+++ STUDY MATERIAL
Issue #81287, opened 2023-09-03
`mouse_entered`/`mouse_exited` signals emitted for physics bodies even when hidden behind GUI overlay.


GlyphTheWolf:
### Godot version

v4.1.beta2.official [a2575cba4] and later up to 4.1.1 stable

### System information

Windows 10.0.19045 - Vulkan (Compatibility) - NVIDIA GeForce GTX 1050 (NVIDIA; 31.0.15.3713) - Intel(R) Core(TM) i5-6500 CPU @ 3.20GHz (4 Threads)

### Issue description

My project use signals `mouse_entered` and `mouse_exited` of `CollisionObject3D` to show some custom tooltips for 3D objects player may interact with.

The issue is that with latest Godot version behavior of that signals has changed and now they are triggered for my 3D scene objects even when user is hovering over GUI overlay (that is `Controls` with mouse filter set to `MOUSE_FILTER_STOP` for background, my GUI windows are just `Controls` not popups or real Godot windows)  and object is hidden behind. That cause tooltips for 3D objects are shown on my GUI windows what is of course not desired.

I think it is a bug/regression, because same thing was working fine on previous Godot versions and also I would expect old behavior based on input handling documentation which states that physics object picking is done as last step if not blocked by GUI (and some other possible processing) first.

From what I checked behavior has changed between:
v4.1.beta1.official [828ec2c5d] <- Here behavior is OK as I would expect
v4.1.beta2.official [a2575cba4] <- From now on behavior is WRONG

Here you can see issue in my project (run with v4.1.1.stable.official [bd6af8e0e]):

![tooltip_bug](https://github.com/godotengine/godot/assets/97635482/026c5666-8c35-4f24-bffa-efef9658f03b)

Tooltip for "World Map" is displayed since world map object hidden under GUI overlay received `mouse_entered` signal even I believe it shouldn't in this case.

### Steps to reproduce

In my minimal reproduction project there is red sphere in the middle as 3D object for picking and blue rectangle covering half of the viewport as overlay GUI. In the upper right corner there is debug label showing if the red sphere is hovered or not (simply based on `mouse_entered`/`mouse_exited` signals from `CollisionObject3D`).

Expected behaviour is that red spehere should be hovered only when mouse is outside of the blue rectangle (and hovering visible part of sphere of course).

[...]

PR #61088, opened 2022-05-16
Keep input event as unhandled if they go through a control set to MOU…

groud:
I had that issue where I wanted to be able to drag&drop things onto a game view. To do so, I tried put a control set to MOUSE_FILTER_PASS on top of my world, expecting that all unhandled mouse event would end up being processed by `_unhandled_event`, turned out it wasn't the case. Basically, as soon as an event is given to a Control somewhere, the event would be considered as handled if it went through a control with MOUSE_FILTER_PASS or MOUSE_FILTER_STOP.

However, I think it is not expected that an event which went through Controls set to MOUSE_FILTER_PASS ends up as handled if it wasn't explicitly set as handled.

As a consequence, what this PR does is simply set a mouse event as handled only if it it was stopped by a control. If the event reaches the root going only through controls set to MOUSE_FILTER_PASS or MOUSE_FILTER_IGNORE (and is not set as handled explicitly), then the event is now passed to the `_unhandled_event` processing.

<details>
  <summary>Obsolete edit</summary>
while investigating this issue, I ended up with other problems that I tried to fix too:

1) There was a mistake in this line of `_gui_call_input(...)` : 
```
bool ismouse = ev.is_valid() || Object::cast_to<InputEventMouseMotion>(*p_input) != nullptr;
``` 
~~The `ev.is_valid()` part was always true, which caused all events, even keyboard ones, to be stopped while climbing up the tree if the Control had the filter set to `MOUSE_FILTER_STOP`. This does not seemed like an intended behavior.~~

2) ~~Scroll wheel events were unstoppable. It was not much of an issue when those event were not forwarded to `_unhandled_input`, but with this PR, it became quite annoying. So I removed this special case (as ScrollContainer is already set to `MOUSE_FILTER_PASS` by default anyway). It is debatable whether or not this change is welcome, as it means that we would need all containers in a hierarchy to be set as to use the `MOUSE_FILTER_IGNORE` or `MOUSE_FILTER_PASS` modes so that the event can climb up the tree. Maybe an alternative would be to add another mode, set by default, that would allow those specific events to pass? Like `MOUSE_FILTER_STOP_BUT_SCROLLS` (bad name, I have to admit ^^)?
++++++
■ DIRECTIONS
Quote every line of the records above, from the first down to the one holding "### Steps to reproduce", exactly as written.

■ EXPECTED ANSWER
Issue #81287, opened 2023-09-03
`mouse_entered`/`mouse_exited` signals emitted for physics bodies even when hidden behind GUI overlay.


GlyphTheWolf:
### Godot version

v4.1.beta2.official [a2575cba4] and later up to 4.1.1 stable

### System information

Windows 10.0.19045 - Vulkan (Compatibility) - NVIDIA GeForce GTX 1050 (NVIDIA; 31.0.15.3713) - Intel(R) Core(TM) i5-6500 CPU @ 3.20GHz (4 Threads)

### Issue description

My project use signals `mouse_entered` and `mouse_exited` of `CollisionObject3D` to show some custom tooltips for 3D objects player may interact with.

The issue is that with latest Godot version behavior of that signals has changed and now they are triggered for my 3D scene objects even when user is hovering over GUI overlay (that is `Controls` with mouse filter set to `MOUSE_FILTER_STOP` for background, my GUI windows are just `Controls` not popups or real Godot windows)  and object is hidden behind. That cause tooltips for 3D objects are shown on my GUI windows what is of course not desired.

I think it is a bug/regression, because same thing was working fine on previous Godot versions and also I would expect old behavior based on input handling documentation which states that physics object picking is done as last step if not blocked by GUI (and some other possible processing) first.

From what I checked behavior has changed between:
v4.1.beta1.official [828ec2c5d] <- Here behavior is OK as I would expect
v4.1.beta2.official [a2575cba4] <- From now on behavior is WRONG

Here you can see issue in my project (run with v4.1.1.stable.official [bd6af8e0e]):

![tooltip_bug](https://github.com/godotengine/godot/assets/97635482/026c5666-8c35-4f24-bffa-efef9658f03b)

Tooltip for "World Map" is displayed since world map object hidden under GUI overlay received `mouse_entered` signal even I believe it shouldn't in this case.

### Steps to reproduce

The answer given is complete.